Guillaume Allio à Paris et en Roumanie
Employant une centaine de personnes et fabriquant des outillages pour l'aéronautique et l'automobile, l'usine nantaise d'Allio, située à Malville, est désormais entre les mains de Marc Moret, P-dg de Loiretech. Celui-ci fabrique également des outillages, au sein d'une structure deux fois plus petite. Loiretech emploie en effet 50 salariés à Mauves-sur-Loire et à Montréal, au Canada. Les activités parisiennes du groupe Allio (réalisation de maquettes et de prototypes pour l'automobile) et l'usine Roumaine (fabrication de petits outillages) ne rejoignent pas Loiretech. Elles demeurent dans le giron familial. Regroupant une centaine de salariés, elles sont pilotées par Guillaume Allio, fils du cédant.
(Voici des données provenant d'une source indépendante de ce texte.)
PR #1160, opened 2022-01-14
add missing returns for redirects in appointmentsController

tomsmyers:

add missing returns for redirects in appointmentsController.

stop getting `Cannot set headers after they are sent to the client` errors. 

i think fortunately the missing return doesn't really have any functional issues. the code past the return just attempts to render a page, but it can't because we have already sent the redirect response. this code increases the efficiency of this route significantly though because we do not have to call interventions-api.

### DIFF
--- a/server/routes/appointments/appointmentsController.ts
+++ b/server/routes/appointments/appointmentsController.ts
@@ -382,28 +382,30 @@ export default class AppointmentsController {
     if (appointmentScheduleDetails === null || !appointmentScheduleDetails.appointmentTime) {
       throw new Error('No scheduling details were filled in on the draft')
     }
+
     if (this.isAPastAppointment(appointmentScheduleDetails)) {
       res.redirect(
         `/service-provider/action-plan/${actionPlanId}/appointment/${sessionNumber}/post-session-feedback/edit/${draft.id}/attendance`
       )
-    } else {
-      const success = await this.updateSessionAppointmentAndCheckForConflicts(
-        accessToken,
-        actionPlanId,
-        sessionNumber,
-        appointmentScheduleDetails
-      )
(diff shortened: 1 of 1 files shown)


server/routes/appointments/appointmentsController.ts
```diff
@@ -386,24 +386,28 @@ export default class AppointmentsController {
       res.redirect(
         `/service-provider/action-plan/${actionPlanId}/appointment/${sessionNumber}/post-session-feedback/edit/${draft.id}/attendance`
       )
-    } else {
```
tomsmyers, line 389: wow - this isn't meant to be like this - let me check what happened

server/routes/appointments/appointmentsController.ts
```diff
@@ -382,28 +382,30 @@ export default class AppointmentsController {
...
-      const success = await this.updateSessionAppointmentAndCheckForConflicts(
-        accessToken,
-        actionPlanId,
-        sessionNumber,
-        appointmentScheduleDetails
-      )
+      return
```
tomsmyers, line 390: this diff is confusing due to some alignment changes. the actual change here is the addition of this return statement, and the removal of the subsequent 'else' clause (which is no longer needed after the return)

sldblog: `?w=1` to the rescue 🙌 

image

tomsmyers: cool!

i removed the actual functional change by messing around with this - please reload and see the additional return later in this file.

sldblog (approved):
LGTM!

This feels like it could have a test that no further calls are made if the appointment is in the past

PR #1161, opened 2022-01-14
use user id instead of username to look up service provider users in hmpps auth

tomsmyers:

user user id instead of username to look up service provider users in hmpps auth

depending on how the username is used, email address changes in hmpps auth can cause
pages to become broken entirely in the UI (for example where looking up a referral
assignee with an invalid or old username).

this change removes the old hmpps auth service method for looking up records by username,
and replaces it with the equivalent call to look up users using user id. there are lots
of changes to the integration tests, but it's mainly just find and replace.

fix broken referrals for SP users that have changes their email address / username

### DIFF
--- a/server/routes/appointments/appointmentsController.ts
+++ b/server/routes/appointments/appointmentsController.ts
@@ -878,14 +878,14 @@ export default class AppointmentsController {
     )
   }
 
-  private async getCaseWorker(accessToken: string, username: string): Promise<AuthUserDetails | string> {
+  private async getCaseWorker(accessToken: string, userId: string): Promise<AuthUserDetails | null> {
     try {
-      return this.hmppsAuthService.getSPUserByUsername(accessToken, username)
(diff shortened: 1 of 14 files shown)


server/routes/appointments/appointmentsController.ts
```diff
@@ -878,14 +878,14 @@ export default class AppointmentsController {
     )
   }
 
-  private async getCaseWorker(accessToken: string, username: string): Promise<AuthUserDetails | string> {
+  private async getCaseWorker(accessToken: string, userId: string): Promise<AuthUserDetails | null> {
```
tomsmyers, line 881: i simplified this method, so it doesn't return the username on 404. the caller handles it instead.

sldblog (approved):
Nice

sldblog:
Should we also deal with `getUserDetailsByUsername`?

PR #1181, opened 2022-01-24
add missing return after redirect for saa behaviour feedback

tomsmyers:

add missing return after redirect for saa behaviour feedback

stop `Cannot set headers after they are sent to the client` errors


rgforsyth (approved):
good spot

PR #134, opened 2017-01-05
Inject logger into exo-clone

### LINKED ISSUE #124: Inject logger into subclasses of exo commands

trushton:
resolves #124  

@kevgo

### DIFF
--- a/exo-clone/src/cli.ls
+++ b/exo-clone/src/cli.ls
@@ -13,16 +13,11 @@ clone = ->
 
   [_, _, repo-origin] = process.argv
   return missing-origin! unless repo-origin
-  repo = repo-info repo-origin
+  repository = repo-info repo-origin
 
   logger = new Logger
 
-  new AppCloner repo
-    ..on 'output', (data) -> logger.log data
-    ..on 'app-config-ready', (app-config) -> logger.set-colors Object.keys(app-config.services)
-    ..on 'app-verification-failed', (err) -> logger.log name: 'exo-clone', text: red "Error: application could not be verified.\n" + red err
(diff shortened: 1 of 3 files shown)


exo-clone/src/cli.ls
```diff
@@ -13,20 +13,11 @@ clone = ->
 
   [_, _, repo-origin] = process.argv
   return missing-origin! unless repo-origin
-  repo = repo-info repo-origin
+  repository = repo-info repo-origin
```
kevgo, line 16: You renamed this variable only in one place in this file. Do you even use it?

exo-clone/src/service-cloner.ls
```diff
@@ -35,7 +36,7 @@ class ServiceCloner extends EventEmitter
 
 
   write: (text) ~>
-    @emit 'output', {@name, text: text.trim!.replace /\.*$/, ''}
+    @logger.log {@name, text: (text.trim!.replace /\.*$/, '')}
```
kevgo: Please use parentheses for normal function calls: 

```ls
text: text.trim!.replace(/\.*$/, '')
```

and not 

```
text: (text.trim!.replace /\.*$/, '')
```

We aren't writing LISP or Scheme here  :)

kevgo (approved):

exo-clone/src/cli.ls
trushton: The `repository` referred to here is the object that is passed into the `AppCloner`

kevgo: Ah, right! I really need to take it easy today, not fit..

kevgo (approved):

PR #141, opened 2017-01-10
TR-Logger-1: Fix logger 'name' field

trushton:
After the find and replace for `@name -> @role`, the logger was printing `undefined` as the `name` for a lot of services, this fixes that.

@kevgo

### DIFF
--- a/exo-sync/features/steps/steps.ls
+++ b/exo-sync/features/steps/steps.ls
@@ -21,7 +21,7 @@ module.exports = ->
     fs.write-file-sync path.join(@app-dir, filename), file-content
 
 
-  @Given /^The origin of "([^"]*)" contains a new commit not yet present in the local clone$/, (service-role) ->
+  @Given /^The origin of "([^"]*)" contains a new commit not yet present in the local clone$/, (service-type) ->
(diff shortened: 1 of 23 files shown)


kevgo (commented):
Can you instead change the logger to use the "role" field instead of the "name' field? I think "role" is more appropriate for it.

exo-sync/features/steps/steps.ls
```diff
@@ -21,7 +21,7 @@ module.exports = ->
     fs.write-file-sync path.join(@app-dir, filename), file-content
 
 
-  @Given /^The origin of "([^"]*)" contains a new commit not yet present in the local clone$/, (service-role) ->
+  @Given /^The origin of "([^"]*)" contains a new commit not yet present in the local clone$/, (service-type) ->
```
trushton, line 24: An error had slipped past from one of the other PRs. This one instance of service-role needed to change to service-type.

trushton (commented):
@kevgo All sub-repos were tested individually and are passing. Exceptions being `exo-run` anmd the `cli` tests as they are affected by the changes made in preparation for the exocom subrepo releases.

kevgo (approved):

PR #143, opened 2017-01-11
Organize steps

trushton:
Organizes feature steps into specific `given`, `when`, and `then` files.

@kevgo


exo-run/features/support/world.ls
```diff
@@ -24,4 +29,5 @@ World = !->
 
 
 module.exports = ->
+  @app-dir = app-dir
```
kevgo: Why do you export this here? Is this variable really necessary?

kevgo (commented):
The end-to-end tests are only in the `cli` repo, not the others. So you shouldn't have to export the `app-dir` variable everywhere.

exo-run/features/support/world.ls
trushton: the `@app-dir` variable has to be used by multiple of the `given/when/then` steps, so it needs to have the same value when being called from the different files.

The comment associated with that variable in `world.ls` does seem misleading in regards to it only being used for end-to-end tests. It was copied over from the original `steps.ls` files, but I think it should be removed?

kevgo: Please make the comments meaningful. Regarding sharing the `@app-dir` variable, making it an instance variable (by prepending it with `@`) makes it available to all steps, no matter which file. Because `this` in a step is the same `world` instance. So you should be good with naming it `@app-dir` instead of `app-dir`, then it is shared everywhere automatically.

trushton:
@kevgo Thank you, it should be cleaned up now.

kevgo (approved):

Deux fabricants très peu concurrents
Allio et Loiretech sont très complémentaires. « Nos activités ne se recouvrent qu'à 8 % », indique Gérard Allio. Et ce, même si les deux fabricants d'outillages nantais travaillent sur les mêmes marchés : l'aéronautique (60 % pour Allio, 75 % pour Loiretech) et l'automobile. Mais quand les outillages d'Allio servent à fabriquer des pièces métalliques, ceux de sa consoeur permettent de produire des ensembles et des moules en composites. Loiretech réalise ainsi des outillages de 14 mètres permettant de fabriquer les poutres de caisson central de voilure de l'A350. Marc Moret est désormais à la tête d'une entreprise de 150 salariés, qui réalise environ 18 millions d'euros de chiffre d'affaires, et qui est rentable. Pour le dirigeant nantais, cette acquisition répond à une logique de marché. « Nos clients, les constructeurs aéronautiques, nous sollicitent, pour des outillages métalliques », explique-t-il.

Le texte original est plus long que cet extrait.